What this task involves ::
Reproduce the entries exactly. Omit none of them.

───── Working data

PR #288, opened 2016-04-14
Add Interpreter into all build target.

adleong:


esbie:
:star: good catch

rmars:
:star: :ice_cream:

──────────

Result ::
PR #288, opened 2016-04-14
Add Interpreter into all build target.

adleong:


esbie:
:star: good catch

rmars:
:star: :ice_cream:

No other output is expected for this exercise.